- **Your instructions**
I need each line of the entries below that includes the string "runtime".

(Stored data)
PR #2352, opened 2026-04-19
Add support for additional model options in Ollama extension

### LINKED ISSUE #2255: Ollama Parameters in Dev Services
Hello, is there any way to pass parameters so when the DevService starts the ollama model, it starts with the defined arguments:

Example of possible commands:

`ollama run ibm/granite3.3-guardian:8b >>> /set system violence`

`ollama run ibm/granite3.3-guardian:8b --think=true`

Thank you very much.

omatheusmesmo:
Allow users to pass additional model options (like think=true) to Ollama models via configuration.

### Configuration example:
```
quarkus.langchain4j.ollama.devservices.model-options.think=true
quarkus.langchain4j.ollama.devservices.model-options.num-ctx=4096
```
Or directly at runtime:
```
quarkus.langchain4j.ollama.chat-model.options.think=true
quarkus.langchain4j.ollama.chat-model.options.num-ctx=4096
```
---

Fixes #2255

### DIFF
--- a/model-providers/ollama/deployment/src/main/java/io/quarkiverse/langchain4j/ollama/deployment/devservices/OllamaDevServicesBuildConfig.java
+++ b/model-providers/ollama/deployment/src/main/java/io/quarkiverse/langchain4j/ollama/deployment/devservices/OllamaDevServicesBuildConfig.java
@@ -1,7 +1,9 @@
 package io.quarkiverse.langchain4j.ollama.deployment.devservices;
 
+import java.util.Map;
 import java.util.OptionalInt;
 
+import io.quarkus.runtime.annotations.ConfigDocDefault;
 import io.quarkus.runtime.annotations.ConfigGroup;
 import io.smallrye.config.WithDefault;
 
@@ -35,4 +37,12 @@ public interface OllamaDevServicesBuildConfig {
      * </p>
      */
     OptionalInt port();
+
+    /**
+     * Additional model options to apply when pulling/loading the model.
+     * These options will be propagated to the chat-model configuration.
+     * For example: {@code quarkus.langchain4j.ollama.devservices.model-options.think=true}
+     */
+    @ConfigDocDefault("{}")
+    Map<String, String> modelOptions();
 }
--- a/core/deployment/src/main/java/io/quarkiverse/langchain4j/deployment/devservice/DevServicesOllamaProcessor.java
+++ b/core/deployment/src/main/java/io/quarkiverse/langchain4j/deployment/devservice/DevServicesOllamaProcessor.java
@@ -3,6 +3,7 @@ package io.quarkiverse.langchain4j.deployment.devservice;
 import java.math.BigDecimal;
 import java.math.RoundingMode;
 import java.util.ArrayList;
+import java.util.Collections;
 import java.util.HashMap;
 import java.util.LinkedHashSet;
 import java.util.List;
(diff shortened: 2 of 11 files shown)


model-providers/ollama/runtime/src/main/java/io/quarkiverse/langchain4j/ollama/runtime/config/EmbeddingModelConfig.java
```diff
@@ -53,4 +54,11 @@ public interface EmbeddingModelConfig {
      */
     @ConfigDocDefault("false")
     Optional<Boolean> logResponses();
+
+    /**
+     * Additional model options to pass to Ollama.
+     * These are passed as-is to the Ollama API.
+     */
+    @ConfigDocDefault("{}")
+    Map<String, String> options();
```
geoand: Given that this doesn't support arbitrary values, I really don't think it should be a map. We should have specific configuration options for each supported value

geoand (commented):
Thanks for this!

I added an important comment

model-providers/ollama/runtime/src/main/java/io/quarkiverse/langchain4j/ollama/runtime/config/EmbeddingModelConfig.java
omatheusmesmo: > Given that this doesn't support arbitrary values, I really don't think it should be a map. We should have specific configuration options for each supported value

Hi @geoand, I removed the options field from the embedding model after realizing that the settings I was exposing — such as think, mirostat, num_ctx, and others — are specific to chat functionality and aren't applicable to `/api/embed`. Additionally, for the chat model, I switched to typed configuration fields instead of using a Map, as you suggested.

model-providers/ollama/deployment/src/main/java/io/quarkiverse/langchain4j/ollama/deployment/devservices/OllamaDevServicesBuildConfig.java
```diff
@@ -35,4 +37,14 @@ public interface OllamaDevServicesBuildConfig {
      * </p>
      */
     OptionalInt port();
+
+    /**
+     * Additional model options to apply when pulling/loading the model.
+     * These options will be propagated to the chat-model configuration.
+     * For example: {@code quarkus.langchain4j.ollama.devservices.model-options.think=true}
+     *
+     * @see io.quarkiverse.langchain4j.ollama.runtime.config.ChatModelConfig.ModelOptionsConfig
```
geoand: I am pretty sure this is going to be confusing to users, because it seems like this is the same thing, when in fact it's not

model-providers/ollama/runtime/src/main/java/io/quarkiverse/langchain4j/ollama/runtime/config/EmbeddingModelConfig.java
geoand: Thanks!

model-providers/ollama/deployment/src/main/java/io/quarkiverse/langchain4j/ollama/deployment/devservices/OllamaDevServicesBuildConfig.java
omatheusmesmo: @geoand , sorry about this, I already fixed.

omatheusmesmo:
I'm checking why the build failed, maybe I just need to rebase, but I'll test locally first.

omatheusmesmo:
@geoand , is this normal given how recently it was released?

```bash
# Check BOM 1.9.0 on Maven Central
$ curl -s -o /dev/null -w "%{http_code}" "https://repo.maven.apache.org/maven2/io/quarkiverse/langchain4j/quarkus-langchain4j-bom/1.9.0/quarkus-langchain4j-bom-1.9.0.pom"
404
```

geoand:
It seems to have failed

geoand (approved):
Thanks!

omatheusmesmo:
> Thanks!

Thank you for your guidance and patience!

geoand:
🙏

---

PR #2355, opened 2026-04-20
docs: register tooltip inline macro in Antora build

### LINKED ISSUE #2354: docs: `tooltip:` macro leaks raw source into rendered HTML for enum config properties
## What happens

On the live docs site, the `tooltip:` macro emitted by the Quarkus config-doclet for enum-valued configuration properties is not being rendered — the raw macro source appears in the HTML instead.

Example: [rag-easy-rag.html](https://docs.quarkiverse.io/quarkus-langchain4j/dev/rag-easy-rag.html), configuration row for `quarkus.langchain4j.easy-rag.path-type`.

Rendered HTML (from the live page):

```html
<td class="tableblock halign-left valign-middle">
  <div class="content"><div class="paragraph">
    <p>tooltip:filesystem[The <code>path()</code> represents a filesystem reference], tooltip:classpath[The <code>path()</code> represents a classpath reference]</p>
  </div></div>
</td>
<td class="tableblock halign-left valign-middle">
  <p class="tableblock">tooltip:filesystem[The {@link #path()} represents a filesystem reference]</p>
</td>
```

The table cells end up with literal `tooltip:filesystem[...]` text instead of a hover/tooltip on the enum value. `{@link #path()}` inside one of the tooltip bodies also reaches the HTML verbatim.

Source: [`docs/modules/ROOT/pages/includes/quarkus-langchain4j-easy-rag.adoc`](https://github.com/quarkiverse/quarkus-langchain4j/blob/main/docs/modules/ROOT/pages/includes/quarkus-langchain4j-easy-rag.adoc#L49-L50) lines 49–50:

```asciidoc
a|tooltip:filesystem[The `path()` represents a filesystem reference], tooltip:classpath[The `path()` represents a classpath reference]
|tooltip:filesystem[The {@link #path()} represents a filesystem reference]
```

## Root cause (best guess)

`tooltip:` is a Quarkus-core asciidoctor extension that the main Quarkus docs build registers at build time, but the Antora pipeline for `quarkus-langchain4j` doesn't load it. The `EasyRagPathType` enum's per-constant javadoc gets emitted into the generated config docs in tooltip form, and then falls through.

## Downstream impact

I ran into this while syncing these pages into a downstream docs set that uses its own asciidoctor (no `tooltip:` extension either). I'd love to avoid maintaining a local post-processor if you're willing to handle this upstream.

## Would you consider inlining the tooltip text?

- **Exercise result**
Or directly at runtime:
+import io.quarkus.runtime.annotations.ConfigDocDefault;
 import io.quarkus.runtime.annotations.ConfigGroup;
model-providers/ollama/runtime/src/main/java/io/quarkiverse/langchain4j/ollama/runtime/config/EmbeddingModelConfig.java
model-providers/ollama/runtime/src/main/java/io/quarkiverse/langchain4j/ollama/runtime/config/EmbeddingModelConfig.java
+     * @see io.quarkiverse.langchain4j.ollama.runtime.config.ChatModelConfig.ModelOptionsConfig
model-providers/ollama/runtime/src/main/java/io/quarkiverse/langchain4j/ollama/runtime/config/EmbeddingModelConfig.java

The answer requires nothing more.